Alternatives to carbon markets to finance REDD
At the beginning of the UN climate negotiations in Durban (COP17), FERN published a short report looking at carbon markets as a means of financing REDD. The briefing, which was signed on to by 28 organisations explains why carbon markets will not deliver for southern governments, forests and people.
It starts with the question, “How much money is needed?” and explains that although this has been a primary focus of discussions on REDD, it is the wrong question. More important than the amount of money needed, is “a clear action plan to address the underlying drivers of forest loss coupled with sufficient political will to implement the plan”.
In the period 2010-2012, more than US$8 billion has been promised or is expected from government funds for REDD, compared to US$600 million from voluntary markets and nothing whatsoever from compliance markets. This is unlikely to change much before 2020, the briefing argues, because the largest carbon market, the EU Emissions Trading Scheme does not currently accept forest offset and will not do so until at least 2020.

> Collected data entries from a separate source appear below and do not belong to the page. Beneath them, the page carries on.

PR #234, opened 2023-09-11
Update the screen variable ASAP.

### LINKED ISSUE #222: I cannot find the options to activate
I read that it was this link https://wordpress.org/support/users/username/edit/account

But I can't find anything to change it. I can edit the forum profile and the .org profile but I don't see anything about the two factor.

StevenDufresne:
Fixes #222 

This PR fixes a broken screen in production where users visits `https://wordpress.org/support/users/{username}/edit/account`. I was unable to reproduce this locally, so this does require a sandbox. My guess is that the local environment doesn't have as much latency as production and rendering happens more quickly. I have not verified that assumption.

## What's happening?
I've described the issue in [this comment](https://github.com/WordPress/wporg-two-factor/issues/222#issuecomment-1704458307). Essentially we have some default logic where we use the URL to determine the current screen on load. That doesn't work properly.

## Fix

We can fix it by using the `setScreen` function and setting the screen immediately. There are probably some refactors that would make this more predictable but this will work in the interim.

## How to test
1. Before applying this patch, reproduce issue:
   - Log into your wp account
   - Navigate to https://wordpress.org/support/users/{username}/edit/account/
     - Notice the error in your console
   -  Navigate to https://wordpress.org/support/users/{username}/edit/account/?screen=account-status
      - Notice it works
2. Copy your `settings/build/script.js` into your sandbox build folder
3. Navigate to https://wordpress.org/support/users/{username}/edit/account/
     - It should load properly

### DIFF
--- a/settings/src/script.js
+++ b/settings/src/script.js
@@ -63,7 +63,7 @@ function Main( { userId } ) {
 	const [ error, setError ] = useState( '' );
 
 	let currentUrl = new URL( document.location.href );
-	let initialScreen = currentUrl.searchParams.get( 'screen' );
+	const initialScreen = currentUrl.searchParams.get( 'screen' );
 	const [ screen, setScreen ] = useState( initialScreen );
 
 	// The index is the URL slug and the value is the React component.
@@ -83,11 +83,8 @@ function Main( { userId } ) {
 	// The screens where a recent two factor challenge is required.
 	const twoFactorRequiredScreens = [ 'webauthn', 'totp', 'backup-codes' ];
 
-	if ( ! components[ initialScreen ] ) {
-		initialScreen = 'account-status';
-		setScreen( initialScreen );
-		currentUrl.searchParams.set( 'screen', initialScreen );
-		window.history.pushState( {}, '', currentUrl );
+	if ( ! components[ screen ] ) {
+		setScreen( 'account-status' );
 	}
 
 	// Listen for back/forward button clicks.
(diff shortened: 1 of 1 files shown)


outdoor2kode:
> I was unable to reproduce this locally, so this does require a sandbox

I can see the error messages locally with the same testing steps.

I pushed a commit that aligns with the React practice a bit. Tested locally and it works well.

> There are probably some refactors that would make this more predictable but this will work in the interim.

`currentUrl` could also benefit from some refactoring. There's also a hook that is related to it being used in condition. But this might need some work.

settings/src/script.js
```diff
@@ -83,11 +83,8 @@ function Main( { userId } ) {
 	// The screens where a recent two factor challenge is required.
 	const twoFactorRequiredScreens = [ 'webauthn', 'totp', 'backup-codes' ];
 
-	if ( ! components[ initialScreen ] ) {
-		initialScreen = 'account-status';
-		setScreen( initialScreen );
-		currentUrl.searchParams.set( 'screen', initialScreen );
-		window.history.pushState( {}, '', currentUrl );
+	if ( ! components[ screen ] ) {
+		setScreen( 'account-status' );
```
outdoor2kode, line 87: I initially wanted to extract this logic. Just tried out a few methods, there's still one error message remaining. But the original issue has disappeared.

StevenDufresne:
> I pushed a commit that aligns with the React practice a bit. Tested locally and it works well.

Thanks. Anything left needed before merge?

outdoor2kode (approved):
> Thanks. Anything left needed before merge?

No on my side 👍

PR #235, opened 2023-09-11
Remove the development flags.

StevenDufresne:
This removes the developer flags to turn on WebAuthn.

PR #236, opened 2023-09-11
Try moving security keys below the one time passwords via auth app.

StevenDufresne:
This PR builds on #235 and moves the WebAuthN component down below the TOTP control. I don't know if this is the best idea but I thought a PR would be a good place to discuss (maybe it was already discussed?).

## Why
- We don't have a clear path to configure things properly yet, so top to bottom is likely the most logical
- TOTP works from multiple devices and we probably want it configured as a backup plan for users.
  - Maybe this is a dated idea though. 

| Current | After |
| --- | --- |
| Screenshot 2023-09-11 at 2 57 10 PM | Screenshot 2023-09-11 at 2 57 26 PM|

### DIFF
--- a/settings/src/components/account-status.js
+++ b/settings/src/components/account-status.js
@@ -56,20 +56,17 @@ export default function AccountStatus() {
 				}
 			/>
 
-			{ /* TODO: Only enable WebAuthn UI in development, until it's finished. */ }
-			{ 'development' === process.env.NODE_ENV && (
-				<SettingStatusCard
-					screen="webauthn"
-					status={ hasPrimaryProvider && ! webAuthnEnabled ? 'info' : webAuthnEnabled }
-					headerText="Two-Factor Security Key"
-					bodyText={
-						webAuthnEnabled
-							? 'You have two-factor authentication enabled using security keys.'
-							: 'You have not enabled security keys for two-factor authentication.'
-					}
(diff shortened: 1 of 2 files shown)


StevenDufresne:
I found another test case, where we need TOTP installed. Revalidation. I am unable to go through the revalidation sequence once my totp is disabled even with security keys enabled.

Screenshot 2023-09-11 at 3 26 02 PM

You need to log out and log back in to fix this.

iandunn:
🤔 The revalidation issue sounds like a bug. I don't think the intention was to require TOTP if WebAuthn is active. Some folks may prefer to only have WebAuthn and backup codes, and that seems reasonable to me.

I'd personally keep WebAuthn first, since it's a much stronger mechanism IMO. There's some precedent for that in: https://github.com/WordPress/wporg-two-factor/blob/8dce71504d86f8204b9528d4214d803f08eefee9/wporg-two-factor.php#L140-L143

If we fix the revalidation bug, is there still a reason to move it below TOTP? WebAuthn also works from multiple devices with hardware keys. With passkeys, one can be registered for each device.

I don't feel strongly either way, though.

StevenDufresne:
Fair enough. I'm ok with that. I've tested the potential regression, seems like it's my local environment.

PR #237, opened 2023-09-12
Update Remove security key modal

StevenDufresne:
The delete key modal currently widens significantly based on the name of the key. It also is too verbose as we mention the key name in the title, content and remove button. Lastly, the originating interface uses "delete" language but the modal uses remove. 

**Changes:**
- Remove the key name from title and button
  - Since we no longer have the key name in the button, adds `isDestructive` to make it red
- Changes "Remove" wording to "Delete" to make it align with the underlying language.

| Before | After |
|--------|--------|
| Screenshot 2023-09-12 at 9 57 43 AM | Screenshot 2023-09-12 at 9 54 48 AM |

### DIFF
--- a/settings/src/components/webauthn/list-keys.js
+++ b/settings/src/components/webauthn/list-keys.js
@@ -95,7 +95,7 @@ export default function ListKeys() {
 function ConfirmRemoveKey( { keyToRemove, onConfirm, onClose, deleting, error } ) {
 	return (
 		<Modal
-			title={ `Delete security key` }
+			title="Delete security key"
 			className="wporg-2fa__confirm-delete-key"
 			onRequestClose={ onClose }
 		>
--- a/settings/src/components/webauthn/list-keys.js
+++ b/settings/src/components/webauthn/list-keys.js
@@ -3,7 +3,7 @@
  */
 import { Button, Modal, Notice, Spinner } from '@wordpress/components';
 import { useCallback, useContext, useState } from '@wordpress/element';
-import { Icon, cancelCircleFilled, key } from '@wordpress/icons';
+import { Icon, cancelCircleFilled, key as keyIcon } from '@wordpress/icons';
 
 /**
  * Internal dependencies
@@ -102,7 +102,7 @@ function ConfirmRemoveKey( { keyToRemove, onConfirm, onClose, deleting, error } 
 			<p className="wporg-2fa__screen-intro">
 				Are you sure you want to delete the following key?
 				<span className="wporg-2fa__screen-key">
-					<Icon icon={ key } />
+					<Icon icon={ keyIcon } />
 					<span>{ keyToRemove.name }</span>
 				</span>
 			</p>
--- a/settings/src/components/webauthn/list-keys.js
+++ b/settings/src/components/webauthn/list-keys.js
@@ -95,12 +95,15 @@ export default function ListKeys() {
 function ConfirmRemoveKey( { keyToRemove, onConfirm, onClose, deleting, error } ) {
 	return (
 		<Modal
-			title={ `Remove ${ keyToRemove.name }?` }
+			title={ `Delete security key` }
 			className="wporg-2fa__confirm-delete-key"
 			onRequestClose={ onClose }
 		>
 			<p className="wporg-2fa__screen-intro">
-				Are you sure you want to remove the <code>{ keyToRemove.name }</code> security key?
+				Are you sure you want to delete the following key?
+				<ul className="wporg-2fa__screen-list">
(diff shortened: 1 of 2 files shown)


settings/src/components/webauthn/list-keys.js
```diff
@@ -95,12 +95,15 @@ export default function ListKeys() {
...
 		<Modal
-			title={ `Remove ${ keyToRemove.name }?` }
+			title="Delete security key"
 			className="wporg-2fa__confirm-delete-key"
 			onRequestClose={ onClose }
 		>
 			<p className="wporg-2fa__screen-intro">
-				Are you sure you want to remove the <code>{ keyToRemove.name }</code> security key?
+				Are you sure you want to delete the following key?
+				<ul className="wporg-2fa__screen-list">
```
adamwoodnz: Why a list? I get that you're after a bulleted style, but semantically it doesn't make sense to me if there's only ever going to be one item. Maybe a key icon or some other treatment could work?

settings/src/components/webauthn/list-keys.js
```diff
@@ -109,8 +112,8 @@ function ConfirmRemoveKey( { keyToRemove, onConfirm, onClose, deleting, error }
 				</div>
 			) : (
 				<div className="wporg-2fa__submit-actions">
-					<Button variant="primary" onClick={ onConfirm }>
-						Remove { keyToRemove.name }
+					<Button variant="primary" isDestructive onClick={ onConfirm }>
```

Even with a forest carbon market, little money would actually reach the forests. Most of the money would end up in the hands of intermediaries: speculators, banks, consulting firms, certifying firms and so on. It is also unlikely that a carbon market would finance forest conservation in countries where the risks of corruption are high. More than 75% of CDM projects are in three countries: China, India and Brazil. A similar pattern is likely with REDD finance via carbon markets.